PROMPT:
Scan the entries below for lines holding "endpoint". Give the number of such lines alone.

DATA FOR THE TASK:
•••

PR #1401, opened 2023-10-18
✨ adding endpoint for sending failed event

prklm10:
Adding endpoint for sending failed event.

### DIFF
--- a/packages/cli-exec/src/exec.js
+++ b/packages/cli-exec/src/exec.js
@@ -118,7 +118,8 @@ async function* spawn(cmd, args, percy) {
     proc.on('close', code => {
       closed = code;
       if (code !== 0) {
-        // Only send event when there is a global error code
+        // Only send event when there is a global error code and
+        // percy token is present
         if (process.env.PERCY_TOKEN) {
           const myObject = {
             errorKind: 'cli',
--- a/packages/cli-exec/src/exec.js
+++ b/packages/cli-exec/src/exec.js
@@ -57,6 +57,7 @@ export const exec = command('exec', {
   // attempt to start percy if enabled
   if (!percy) {
     log.warn('Percy is disabled');
+    // we can send this data as well.
   } else {
     try {
       // Skip this for app because they are triggered as app:exec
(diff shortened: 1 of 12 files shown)


shantanuk-browserstack (approved):

packages/cli-exec/src/exec.js
```diff
@@ -94,15 +94,41 @@ export const exec = command('exec', {
...
+      });
+    }
+
     proc.on('error', err => (error = err));
 
+    proc.on('close', code => {
+      closed = code;
+      if (code !== 0) {
+        // Only send event when there is a global error code
+        if (process.env.PERCY_TOKEN) {
```
pankaj443, line 122: Can you add a comment around this condition?

prklm10: added a comment

packages/client/src/client.js
```diff
@@ -516,6 +516,21 @@ export class PercyClient {
     return comparison;
   }
 
+  async sendFailedEvents(buildId, { errorKind = 'sdk', client = null, clientVersion = null, cliVersion = null, errorMessage = null } = {}) {
+    validateId('build', buildId);
+    this.log.debug('Sending FailedEvents');
+    return this.post(`builds/${buildId}/failed-events`, {
```
ninadbstack, line 522: does this only send failed events ? so we can't calculate percentage ? we were going to make a reusable instrumentation endpoint right ?

packages/client/src/client.js
```diff
@@ -516,6 +516,21 @@ export class PercyClient {
...
+      data: {
+        buildId: buildId,
```
ninadbstack, line 524: why do we need this if its already sent in endpoint path ?

prklm10: it was added because in api pr it was missing, removed and added build_id in api pr.

packages/core/src/utils.js
```diff
@@ -60,6 +60,35 @@ export function percyAutomateRequestHandler(req, percy) {
   req.body.buildInfo = percy.build;
 }
 
+// Returns the body for sendEvent structure
```
ninadbstack, line 63: This is not returning anything

packages/core/src/utils.js
```diff
@@ -60,6 +60,35 @@ export function percyAutomateRequestHandler(req, percy) {
...
+export function percyBuildEventHandler(req, cliVersion) {
```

•••

RESULT OF THE EXERCISE:
4